This the first piece I wrote at the 2010 Clinton Global Initiative in New York City. Having missed the opening day of what was a busy week full of high-level climate talks, I had to rely on the reporting of other journalists. However, even with that handicap, I picked up on one of the (problematic) themes for the coming week: The supposed power of business to fix the climate problem.
Yesterday marked the official beginning of UN Week in New York City. This flurry of high-level diplomatic meetings will culminate in the two-day UN General Assembly, which gets under way Thursday. International leaders are using the gathering to try and kick-start the stalled climate negotiations. At the same time, innovative businesses and nonprofits are meeting around town to consider other approaches to the climate challenge. On Monday, the moods of the the dueling gatherings could not have been more different.
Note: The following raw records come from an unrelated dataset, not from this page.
PR #1289, opened 2022-01-13
format: Only try to create bucket when it really doesn't exist

xiaogaozi:
When the bucket does not exist, the object store will return the corresponding error code `NoSuchBucket` (e.g. [S3](https://docs.aws.amazon.com/AmazonS3/latest/API/ErrorResponses.html#ErrorCodeList), [OSS](https://help.aliyun.com/document_detail/185804.htm?#title-p5t-cwc-kcv), [COS](https://cloud.tencent.com/document/product/436/7730#.E9.94.99.E8.AF.AF.E7.A0.81.E5.88.97.E8.A1.A8)). This PR fix creates a bucket only when it really does not exist.

Incorrect conditional judgments can cause the log to output something that is confusing to the user, e.g. `please create bucket XXX manually, then format again`.

### DIFF
--- a/cmd/format.go
+++ b/cmd/format.go
@@ -91,16 +91,16 @@ func randSeq(n int) string {
 
 func doTesting(store object.ObjectStorage, key string, data []byte) error {
 	if err := store.Put(key, bytes.NewReader(data)); err != nil {
-		if strings.Contains(err.Error(), "Access Denied") {
-			return fmt.Errorf("Failed to put: %s", err)
+		if strings.Contains(err.Error(), "NoSuchBucket") {
+			if err2 := store.Create(); err2 != nil {
+				return fmt.Errorf("Failed to create %s: %s, previous error: %s\nPlease create bucket %s manually, then format again.",
+					store, err2, err, store)
+			}
+			if err := store.Put(key, bytes.NewReader(data)); err != nil {
+				return fmt.Errorf("Failed to put: %s", err)
+			}
 		}
-		if err2 := store.Create(); err2 != nil {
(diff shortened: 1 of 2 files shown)


cmd/format.go
```diff
@@ -91,16 +91,16 @@ func randSeq(n int) string {
...
-		if strings.Contains(err.Error(), "Access Denied") {
-			return fmt.Errorf("Failed to put: %s", err)
-		}
-		if err2 := store.Create(); err2 != nil {
-			return fmt.Errorf("Failed to create %s: %s,  previous error: %s\nplease create bucket %s manually, then format again",
-				store, err2, err, store)
-		}
-		if err := store.Put(key, bytes.NewReader(data)); err != nil {
-			return fmt.Errorf("Failed to put: %s", err)
+		if strings.Contains(err.Error(), "NoSuchBucket") {
```
SandyXSD, line 94: there is no guarantee that all object stores are using this error message

xiaogaozi: Yes, that is a reasonable assumption. But most object stores follow the S3 API, so this conditional logic should be able to handle most cases.

xiaogaozi: If some object stores don't follow this convention it doesn't have a big impact on this logic.

xiaogaozi: I've updated the description of this PR to explain why this fix is necessary.

davies: After this change, we will not try to create the bucket if different message returned, for example ceph, we will not create the pool.

xiaogaozi: How much of an impact would it have if the bucket could not be created automatically?

davies (approved):
Please update the title and description to reflect the latest changes.

PR #1303, opened 2022-01-17
Upgrade Qingstor  SDK and support private region

zhijian-pro:


pkg/object/qingstor.go
```diff
@@ -255,23 +255,27 @@ func newQingStor(endpoint, accessKey, secretKey string) (ObjectStorage, error) {
...
-	zone := hostParts[1]
-
+	var bucketName, zone, host string
+	if !strings.HasSuffix(uri.Host, "qingstor.com") {
+		// support private cloud
+		hostParts := strings.SplitN(uri.Host, ".", 2)
+		bucketName, zone, host = hostParts[0], "", hostParts[1]
+	} else {
+		hostParts := strings.SplitN(uri.Host, ".", 3)
+		bucketName, zone, host = hostParts[0], hostParts[1], hostParts[2]
```
davies, line 265: Should the zone be part of host? Please add an example here.

zhijian-pro: This is old logic and has not changed.

endpoint="http://zhjijian-test.sh1a.qingstor.com"

image

image

The zone is indeed part of the host.

davies: I meant the `host` should be `sh1a.qingstor.com`, not `qingstor.com`, right?

zhijian-pro: ### host does not include region
image

PR #1312, opened 2022-01-19
utils/logger: colorize outputs to terminal

SandyXSD:


pkg/utils/logger.go
```diff
@@ -67,11 +72,19 @@ func (l *logHandle) Log(args ...interface{}) {
...
+	if l.tty {
+		l.prefixes = make([]string, 7)
+		ps := []string{"PANIC", "FATAL", "ERROR", " WARN", " INFO", "DEBUG", "TRACE"}
+		for i := 0; i < 3; i++ {
+			l.prefixes[i] = fmt.Sprintf("\033[1;%dm%s\033[0m", 31, ps[i])
+		}
+		for i := 3; i < 6; i++ {
+			l.prefixes[i] = fmt.Sprintf("\033[1;%dm%s\033[0m", 30+i, ps[i])
+		}
+		l.prefixes[6] = fmt.Sprintf("\033[1;%dm%s\033[0m", 35, ps[6])
```
davies, line 85: Should we provide a flag to disable this?

SandyXSD: Better do it; but it may be conflicted with flags of subcommands, like:
```
./juicefs stats -h

   --nocolor          disable colors (default: false)
```

davies: we can use it as a global option.

SandyXSD: Workable

davies (approved):

PR #1318, opened 2022-01-19
utils/logger: fix logger format

SandyXSD:


SandyXSD:
Test output:
Screen Shot 2022-01-19 at 6 41 26 PM

PR #1333, opened 2022-01-25
meta: hide password in meta-url

SandyXSD:


pkg/meta/interface.go
```diff
@@ -357,11 +358,23 @@ func Register(name string, register Creator) {
...
+	uri2 := removePassword(uri)
+	logger.Infof("Meta address: %s", uri2)
+	if hidePasswd && uri2 != uri {
+		for i, a := range os.Args {
+			if a == uri || changed && a == uri[8:] {
+				os.Args[i] = uri2
+				break
+			}
+		}
+		gspt.SetProcTitle(strings.Join(os.Args, " "))
```
davies, line 376: We should move this into cmd/

davies (changes requested):
It's better to  change os.Args and proctitle in cmd/ package.

davies (approved):

PR #1335, opened 2022-01-25
improve test for gc command

sanwan:
Now files of modified time in one hour will not  gc. It's not conventient to test .  An enviroment variable  can be used to decrease the waiting time.


SandyXSD:
IMHO it should be better to just add a new flag if we really need this.

cmd/gc_test.go
```diff
@@ -43,10 +71,21 @@ func TestGc(t *testing.T) {
 		}
 	}
 
-	fsckArgs := []string{"", "gc", metaUrl}
-	err := Main(fsckArgs)
+	strEnvSkippedTime := os.Getenv("JFS_GC_SKIPPEDTIME")
+	t.Logf("JFS_GC_SKIPPEDTIME is %s\n",strEnvSkippedTime)
+
+	WriteLeakedData(dataDir)
+	time.Sleep(time.Duration(65)*time.Second)
```
davies, line 78: This will slow down tests

cmd/gc_test.go
```diff
@@ -43,10 +71,21 @@ func TestGc(t *testing.T) {
 		}
 	}
 
-	fsckArgs := []string{"", "gc", metaUrl}
-	err := Main(fsckArgs)
+	strEnvSkippedTime := os.Getenv("JFS_GC_SKIPPEDTIME")
+	t.Logf("JFS_GC_SKIPPEDTIME is %s\n",strEnvSkippedTime)
```
davies, line 75: Logf will add new line in the end, no `\n` needed here.

cmd/gc_test.go
```diff
@@ -43,10 +71,21 @@ func TestGc(t *testing.T) {
...
+
+	WriteLeakedData(dataDir)
+	time.Sleep(time.Duration(65)*time.Second)
+
+	gcArgs := []string{"", "gc", "--delete",metaUrl}
```
davies, line 80: go fmt

cmd/gc_test.go
```diff
@@ -43,10 +71,21 @@ func TestGc(t *testing.T) {
...
+	err := Main(gcArgs)
 	if err != nil {
-		t.Fatalf("fsck failed: %v", err)
+		t.Fatalf("gc failed: %s\n", err)
 	}
 
+	gcArgs = []string{"", "gc", metaUrl}
+	err = Main(gcArgs)
+	if err != nil {
+		t.Fatalf("gc failed: %s\n", err)
```
davies, line 89: Should we check that the leaked data is deleted?

.travis.yml
```diff
@@ -31,8 +31,8 @@ before_script:
   - sudo mysql -e "create database dev;"
   - psql -c 'create database test;' -U postgres
   - curl --proto '=https' --tlsv1.2 -sSf https://tiup-mirrors.pingcap.com/install.sh | sh && source ~/.bash_profile && nohup tiup playground --mode tikv-slim >> output.log 2>&1 &
-  - docker run -d -p 9000:9000 -p 9001:9001 -e "MINIO_ROOT_USER=testUser" -e "MINIO_ROOT_PASSWORD=testUserPassword" quay.io/minio/minio server /data --console-address ":9001"
-  - wget https://dl.min.io/client/mc/release/linux-amd64/mc && chmod +x mc && ./mc config host add local http://127.0.0.1:9000 testUser testUserPassword && ./mc mb local/testbucket
+  - docker run -d -p 9000:9000 -p 9001:9001 -e "MINIO_ROOT_USER=testUser" -e "MINIO_ROOT_PASSWORD=testUserPassword" quay.io/minio/minio:RELEASE.2022-01-25T19-56-04Z server /data --console-address ":9001"
+  - go install github.com/minio/mc@RELEASE.2022-01-07T06-01-38Z && mc config host add local http://127.0.0.1:9000 testUser testUserPassword && mc mb local/testbucket
```
davies, line 35: wget is faster than `go install`

cmd/gc_test.go
sanwan: ok

.travis.yml
sanwan: This is from https://github.com/juicedata/juicefs/pull/1349 . The reason for using go install here  is not easy to use wget to download specific mc version.(I guess)

cmd/gc_test.go
sanwan: ok

cmd/gc_test.go
sanwan: I will reduce the time.

PR #1359, opened 2022-01-29
meta: exit process if no setting found

SandyXSD:


SandyXSD:
Force quit the process is way too dangerous

PR #1379, opened 2022-02-07
Meta: format use `META_PASSWORD` environment variables

zhijian-pro:
The format command uses the environment `META_PASSWORD` variable, which is consistent with the `mount` command


yuhr123 (approved):

SandyXSD:
https://github.com/juicedata/juicefs/blob/main/pkg/meta/interface.go#L354
`META_PASSWORD` is already checked here.

zhijian-pro:
Only need to supplement the document, the original code has already implemented this function.   T_T‘

PR #1392, opened 2022-02-09
CI:if tikv service is not ready,show failed log

sanwan:


.travis.yml
```diff
@@ -38,7 +38,8 @@ before_script:
   - sudo make -C fstests setup
   - chmod +x travis-setup-hdfs.sh
   - ./travis-setup-hdfs.sh
-  - for i in {2222,2379,3306,5432,8020,9000} ; do nc -z localhost $i;if [ $? != 0 ];then sleep 5; else continue; fi; nc -z localhost $i; if [ $? != 0 ];then echo "service not ready, port:"$i; exit 1;fi; done
+  - for i in {2222,3306,5432,8020,9000} ; do nc -z localhost $i;if [ $? != 0 ];then sleep 5; else continue; fi; nc -z localhost $i; if [ $? != 0 ];then echo "service not ready, port:"$i; exit 1;fi; done
+  - nc -z localhost 2379;if [ $? != 0 ];then echo "tikv is not ready";cat output.log;exit 1; fi
```
zhijian-pro, line 42: if tikv not ready, it will exit after printing port, line 42 will not be executed

zhijian-pro (changes requested):

.travis.yml
davies, line 42: Should we wait longer and double check it?

sanwan: In travis debug mode,I try to start tikv and tikv start fast with tikv-slim mode.Before we check here ,more than one minute has passed. It is not double check.In for loop,there is no check 2379 port.

davies: lgtm

PR #7498, opened 2026-09-03
sync: avoid excess bandwidth reservations for small objects

### LINKED ISSUE #6627: cmd/sync: ratelimt has the issue of amplification
https://github.com/juicedata/juicefs/blob/e1a269deaf9137aacf8331cfdac801cbc14f6ccb/pkg/sync/sync.go#L709
The `b` is a pool with a size of 1M, and there is a situation of throttling waste when the actual object is less than 1M.

qingketsing:
## What problem does this PR solve?

Sync can reserve 2 MiB of bandwidth tokens when copying a 1-byte object through a destination's 1 MiB buffer: the data read and the final EOF read are both charged by the requested buffer size. Short source reads can also cause repeated reservations.

Fixes #6627.

## What is changed?

- Bound read requests by the known object/part size with `io.LimitReader`.
- Keep unused reservations across short reads and wait only for additional bytes, before reading from the source.
- Perform a single underlying `Read` and preserve its returned byte count and error.

A completed, known-size transfer reserves exactly its size. As with the existing pre-read limiter, unused reservations are not refunded if the source ends early or fails.

## Verification

Two regression tests cover real mem-to-file copying through the 1 MiB buffer, pre-read token reservation, short reads, data returned with an error, and the final EOF. Running these tests against the original implementation, the post-read variant, and the `ReadFull` variant reproduces their respective failures.

Passed:
- Targeted regression tests: `-count=100`.
- Regression and existing limiter failover tests with `-race -count=10`.
- `go test ./pkg/sync -count=1`.

`make test.pkg` was attempted but could not build the Gluster backend because this local environment lacks `pkg-config`.

### DIFF
--- a/pkg/sync/sync.go
+++ b/pkg/sync/sync.go
@@ -758,10 +758,10 @@ type withProgress struct {
 }
 
 func (w *withProgress) Read(b []byte) (int, error) {
-	if limiter != nil {
-		limiter.Wait(int64(len(b)))
-	}
 	n, err := w.r.Read(b)
+	if limiter != nil && n > 0 {
+		limiter.Wait(int64(n))
+	}
 	if copiedBytes != nil {
 		copiedBytes.IncrInt64(int64(n))
 	}
--- a/pkg/sync/sync.go
+++ b/pkg/sync/sync.go
@@ -749,35 +749,19 @@ func doCopySingle0(src, dst object.ObjectStorage, key string, size int64, calChk
 	}
 	r := &chksumReader{in, 0, calChksum}
 	defer in.Close()
-	err = dst.Put(ctx, key, &withProgress{r: r, remaining: size})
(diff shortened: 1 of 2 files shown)


zhijian-pro (approved):

pkg/sync/sync.go
```diff
@@ -758,10 +758,10 @@ type withProgress struct {
 }
 
 func (w *withProgress) Read(b []byte) (int, error) {
-	if limiter != nil {
```
jiefenghuang, line 761: This causes the source-side rate limiting to become ineffective.

qingketsing: 感谢指出。已调整为在读取源端前等待令牌，并通过 io.LimitReader 和 io.ReadFull 避免小对象、短读及 EOF 导致的重复计费，同时保证源端限速仍然有效。麻烦再帮忙看一下。

jiefenghuang (approved):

The first day of the Major Economies Forum on Climate and Energy was a sobering attempt by governments to lower the expectations for coordinated climate action. The two-day meeting is bringing together climate negotiators from 17 nations that are responsible for 80 percent of global greenhouse gas emissions. “Clearly now the focus is on post-Cancun,” the Indian environmental minister Jairam Ramesh said, referring to the year-end climate summit in Mexico. “We recognize that there is no breakthrough possible in Cancun but let’s now try to cut our losses and see what we can do after Cancun,” Ramesh said.
Business leaders were much more upbeat about the role the private sector can play in reducing climate change.